PR #2670, opened 2019-10-07
Add views to PropertyUpdate

KernelDeimos:


jlhughes (approved):

kgrgreer:
Couldn't we make AnyView just handle FObject instead?

PR #2671, opened 2019-10-07
Add 'enabled' flag and honour it during menu display.

jlhughes:


TW80000 (approved):
Didn't test but LGTM.

PR #2674, opened 2019-10-08
Update AnyView to render FObject

KernelDeimos:


kgrgreer:
Please resolve conflicts.

src/foam/u2/view/AnyView.js
```diff
@@ -54,6 +54,14 @@ foam.CLASS({
               return foam.Object.isInstance(o) ? o : {};
             }
           }),
+          foam.u2.view.AnyView.Choice.create({
+            label: 'FObject',
+            type: foam.core.FObject,
+            view: foam.u2.view.FObjectView,
+            toType: function(o) {
+              return foam.core.FObject.isInstance(o) ? o : {};
```
TW80000:
```suggestion
              return foam.core.FObject.isInstance(o) ? o : foam.core.FObject.create();
```

TW80000 (commented):
Not sure if this really matters, but if the idea of `toType` is to do a "best effort" conversion to that type, then an instance of `FObject` is closer to `FObject` than a plain old JavaScript object.

src/foam/u2/view/AnyView.js
KernelDeimos: That makes sense; I committed this change. I think right now this case will never happen, but it would be an awfully subtle bug if this changed in the future.

src/foam/u2/view/AutomaticView.js
```diff
@@ -1,25 +0,0 @@
-foam.CLASS({
-  package: 'foam.u2.view',
-  name: 'AutomaticView',
```
TW80000, line 3: Please remove `AutomaticView` from `files.js` as well.

TW80000 (changes requested):

TW80000:
Tested with the change to `files.js` and it works. Will approve once that change is made.

PR #2683, opened 2019-10-09
Set contentType for xml on dig

minsunny:
After put done,  its returning message blocked but this can be a fix.


jlhughes (approved):
It looks like we flip between returning            
resp.setContentType("application/xml");
and 

for format XML.   
Are we returning 'xml' data or 'html' data?

minsunny:
@jlhughes 

for "Put" after put done, it returning a text type message,
but "Select" it returning a xml type.

PR #2685, opened 2019-10-09
Corrects alignment of text inputs

skanderturki:


TW80000:
@skanderturki can you give me an example of where in the UI the alignment is incorrect?

skanderturki:
In Operations->Users (On chrome) for example

skanderturki:
The id, legal name and email are in smaller font and with 8px additional left padding

kgrgreer:
@TW80000 Please review. @skanderturki remove rather than just comment out.

skanderturki:
ok (i'll remove the line)

TW80000:
The alignment isn't incorrect. There's supposed to be consistent horizontal and vertical padding on all inputs as determined by the theme. The default theme has a horizontal input padding of 8px, so the 8px padding is correct as is.

I see what you mean though. When in read-only mode, we hide the border of inputs but the padding stays, so it looks like the fields are misaligned:

Screen Shot 2019-10-09 at 3 30 55 PM

The issue here isn't that inputs have padding, it's that we're using inputs in read-only mode in the first place. I have a PR open that adds a read view for properties that's separate from the write view, so we will no longer use inputs for read-only views in that case. See https://github.com/foam-framework/foam2/pull/2665.

TW80000 (changes requested):
We shouldn't remove padding from inputs. They need to have padding that comes from the theme. Instead, we need to stop using inputs as views for properties in read-only mode.

skanderturki:
Yes, that's why I only commented out the line in the beginning but maybe for the demo they should use this fix until the problem is resolved in a better way

TW80000:
@kgrgreer If you want to merge this today for the sake of the demo, then we can revert it afterwards and move forward with #2665 for the proper fix.

TW80000:
@skanderturki https://github.com/foam-framework/foam2/pull/2665 has been merged and this issue should have been fixed by it. Can you please check and close this PR if the issue has been fixed?

skanderturki:
OK

skanderturki:
> @skanderturki #2665 has been merged and this issue should have been fixed by it. Can you please check and close this PR if the issue has been fixed?

It looks great now

PR #2686, opened 2019-10-10
DO_NOT_MERGE add invalidx to authorizationdao builder

noodlemoodle:
https://github.com/nanoPayinc/NANOPAY/pull/8113 nanopay pr

### DIFF
--- a/src/foam/dao/EasyDAO.js
+++ b/src/foam/dao/EasyDAO.js
@@ -220,7 +220,7 @@ if ( getOrder() != null &&
   }
 }
 
-if( getAuthorize() ) {
+if ( getAuthorize() ) {
   delegate = new foam.nanos.auth.AuthorizationDAO.Builder(getX())
     .setDelegate(delegate)
     .setAuthorizer(getAuthorizer())
--- a/src/foam/dao/EasyDAO.js
+++ b/src/foam/dao/EasyDAO.js
@@ -220,7 +220,12 @@ if ( getOrder() != null &&
   }
 }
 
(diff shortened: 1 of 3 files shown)


kgrgreer:
Why not to merge?

noodlemoodle:
> Why not to merge?


haven't tested it very well yet, and need to fix failing tests on nanopay side

src/foam/dao/EasyDAO.js
```diff
@@ -220,7 +220,12 @@ if ( getOrder() != null &&
   }
 }
 
-if( getAuthorize() ) delegate = new foam.nanos.auth.AuthorizationDAO(getX(), delegate, getAuthorizer());
+if( getAuthorize() ) {
```
```suggestion
if ( getAuthorize() ) {
```

src/foam/nanos/auth/AuthorizationDAO.js
```diff
@@ -57,6 +57,17 @@ foam.CLASS({
   ],
 
   methods: [
+    {
+      name: 'init_',
+      javaCode: `
+      AuthorizationException exception = new AuthorizationException("When " +
```
TW80000: Please indent the whole code block one more level.

TW80000 (changes requested):

TW80000:
As discussed in person, we're going to do the following instead:

* Make `InvalidX` extend `ProxyX`
* In `Boot.java` when initializing the services, set the context of ContextAware DAOs to `InvalidX` which delegates to the system context
* Modify `InvalidX` to log a warning rather than throw an error

PR #2688, opened 2019-10-10
Tooltip position

KateMengjunXia:
https://nanopay.atlassian.net/browse/CPF-3055


kgrgreer:
What does this do? Does the tooltip move around with the mouse?

KateMengjunXia:
> What does this do? Does the tooltip move around with the mouse?

This makes tooltips move around with the mouse. Yes.

PR #2690, opened 2019-10-10
Different heights dropdown text fields

skanderturki:
In some user interfaces (example: Operations -> Users), drop down lists and text inputs have different hights.

### DIFF
--- a/src/foam/u2/DetailPropertyView.js
+++ b/src/foam/u2/DetailPropertyView.js
@@ -44,6 +44,7 @@ foam.CLASS({
     }
     .foam-u2-PropertyView-view {
       padding: 2px 8px 2px 6px;
+      height: 48px !important;
     }
     .foam-u2-PropertyView-units  {
       color: #444;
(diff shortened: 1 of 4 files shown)


kgrgreer:
LGTM

TW80000 (changes requested):
This doesn't look right to me. The way we make height consistent across inputs is by getting all inputs to respect the `inputHeight` value that comes from the `Theme` model.

Not only that, but not all views of properties are inputs, so forcing all of them to a fixed height doesn't make sense.

Could you provide a screenshot of where the heights look inconsistent? The users screen looks correct as is to me.

skanderturki:
Yes
Screen Shot 2019-10-10 at 3 09 20 PM

skanderturki:
Here status and compliance have a 35px height while name and id fore example have a 45px height

TW80000:
@skanderturki https://github.com/foam-framework/foam2/pull/2665 has been merged and this issue should have been fixed by it. Can you please check and close this PR if the issue has been fixed?

skanderturki:
ok

TW80000:
Fixed by #2665

PR #2693, opened 2019-10-15
Add default newItem value to ArrayView

KernelDeimos:
When creating an item in an ArrayView, an empty string value is added to the end of the array. In the case of an FObjectArrayView for an interface type, this causes an exception to be thrown when updating the parent slot.

This PR adds a `defaultNewItem` property to ArrayView, allowing the view of an FObjectProperty to specify a reasonable value for new items.

### DIFF
--- a/src/foam/u2/view/ArrayView.js
+++ b/src/foam/u2/view/ArrayView.js
@@ -10,6 +10,7 @@ foam.CLASS({
   extends: 'foam.u2.View',
 
   requires: [
+    'foam.core.FObject',
     'foam.u2.layout.Cols',
     'foam.u2.layout.Rows'
   ],
@@ -40,7 +41,7 @@ foam.CLASS({
       },
       code: function() {
         var newItem = this.defaultNewItem;
-        if ( foam.core.FObject.isInstance(newItem) ) {
+        if ( this.FObject.isInstance(newItem) ) {
           newItem = newItem.clone();
         }
         this.data[this.data.length] = newItem;
--- a/src/foam/u2/view/ArrayView.js
+++ b/src/foam/u2/view/ArrayView.js
@@ -24,6 +24,10 @@ foam.CLASS({
       class: 'foam.u2.ViewSpec',
       name: 'valueView',
       value: { class: 'foam.u2.view.AnyView' }
+    },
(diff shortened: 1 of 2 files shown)


src/foam/u2/view/ArrayView.js
```diff
@@ -35,7 +39,11 @@ foam.CLASS({
         return mode === foam.u2.DisplayMode.RW;
       },
       code: function() {
-        this.data[this.data.length] = '';
+        var newItem = this.defaultNewItem;
+        if ( foam.core.FObject.isInstance(newItem) ) {
```
TW80000: Should add

```JavaScript
    'foam.core.FObject',
```

to the `requires` array and change this line to

```suggestion
        if ( this.FObject.isInstance(newItem) ) {
```

TW80000 (commented):
This works for arrays of Strings and FObjects now, but I wonder if there's a way to make it work for arbitrary types. Like if `ArrayView` had an `of :: Class` property and you could just add `of.defaultValue` to the array. Not sure if we have such a property on models though, although I think we do on the Java side.

If we do this, we could also add a `fromProperty` method to `ArrayView` that sets `of` based on the property's class.

src/foam/u2/view/ArrayView.js
KernelDeimos: Updated this

KernelDeimos:
@TW80000 I was thinking about the solution you mentioned earlier and thought of this:

- Every subclass of `foam.core.Property` has a default value
- Every array subclass of `foam.core.Property` has a default value of `[]`.

What if it was a requirement for any Array property have both a default value of `[]`, and a default value for new items?

So for `foam.core.StringArray` it would be `[]` and `""`;
for `foam.core.FObjectArray` it would be `[]` and `this.of.create()`

TW80000 (changes requested):
This looks good, but I'd also like to add the following to `FObjectArrayView` as part of this PR since it extends `ArrayView`:

```JavaScript
{
  name: 'defaultNewItem',
  expression: function(of) {
    return of.create();
  }
}
```

TW80000 (approved):

PR #3396, opened 2020-04-23
do not use cache if current context user is not session user

noodlemoodle:
When ApprovalRequest has been approved, the context user is switched to the person who made the ApprovalRequest so that authorization checks will be done on the correct user.
but the CachingAuthService permission map belongs to the user in the session, so the result of this step was incorrect.


src/foam/nanos/auth/CachingAuthService.java
```diff
@@ -60,7 +61,10 @@ public Object create(X x) {
 
   protected static Map<String,Boolean> getPermissionMap(final X x) {
     Session             session = x.get(Session.class);
-    Map<String,Boolean> map     = (Map) session.getContext().get(CACHE_KEY);
+    Map<String,Boolean> map = session.getUserId() == ((User) x.get("user")).getId() ? 
+      (Map) session.getContext().get(CACHE_KEY) :
+      null;
+
```
noodlemoodle:
```suggestion
```

nanoscott (approved):

src/foam/nanos/auth/CachingAuthService.java
```diff
@@ -60,7 +61,9 @@ public Object create(X x) {
 
   protected static Map<String,Boolean> getPermissionMap(final X x) {
     Session             session = x.get(Session.class);
-    Map<String,Boolean> map     = (Map) session.getContext().get(CACHE_KEY);
+    Map<String,Boolean> map = session.getUserId() == ((User) x.get("user")).getId() ?
```
kgrgreer: Document why you're doing this.
But if you don't use the cache map this will create a new one and override the one in the cache. Is that what you want?

jlhughes (approved):

PR #3400, opened 2020-04-24
[NP-869] - Set Ticket Owner Relationship Visibility To RO

nanopay-arthur:
Ref: https://nanopay.atlassian.net/browse/NP-869
#TimeSpent: 3h

### DIFF
--- a/src/foam/nanos/ticket/Relationships.js
+++ b/src/foam/nanos/ticket/Relationships.js
@@ -10,7 +10,7 @@ foam.RELATIONSHIP({
   unauthorizedTargetDAOKey: 'localTicketDAO',
   // REVIEW: unable to get owner to display in any section on Ticket.
   targetProperty: {
-    readVisibility: 'RO',
+    visibility: 'RO',
     section: 'infoSection',
     tableCellFormatter: function(value) {
       this.add(this.__subSubContext__.userDAO.find(value)


src/foam/nanos/ticket/Relationships.js
```diff
@@ -10,7 +10,7 @@ foam.RELATIONSHIP({
   unauthorizedTargetDAOKey: 'localTicketDAO',
   // REVIEW: unable to get owner to display in any section on Ticket.
   targetProperty: {
-    readVisibility: 'RO',
+    visibility: 'RO',
```
zahnno, line 13: Would this not prevent us from updating or setting ticket owners? I have a suspicion the RichChoiceView is not aware of visibility related modes if this being set enables us to make changes to the owner on edit or create.

nanopay-arthur: @zahnno This prevents the owner ChoiceView from being rendered as can be seen below.
Screen Shot 2020-04-24 at 12 04 50 PM
In regards to the property itself, once we create the ticket, the owner property gets set just fine as can be seen bellow. 
Screen Shot 2020-04-24 at 1 08 35 PM
In regards to update/edit ticket, you are right this will prevent us from editing the owner on a ticket. Is this functionality that we need?

zahnno: hmm, I expected the visibility function to apply to create read and update operations but I guess not. Seems kinda odd.

"In regards to update/edit ticket, you are right this will prevent us from editing the owner on a ticket. Is this functionality that we need?"

Looking at the property label it leads me to think that I'd be granting a user to sudo as the user selected under "sudo as User" but I don't see where we select the user sudoing into the user. If it's to select the user to sudo as admin or another user with greater permissions then we probably wouldn't.

zahnno: @jlhughes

────────────────

== WORK REQUIRED ==
Provide the number of lines above containing "want" and nothing else.

== EXERCISE RESPONSE ==
2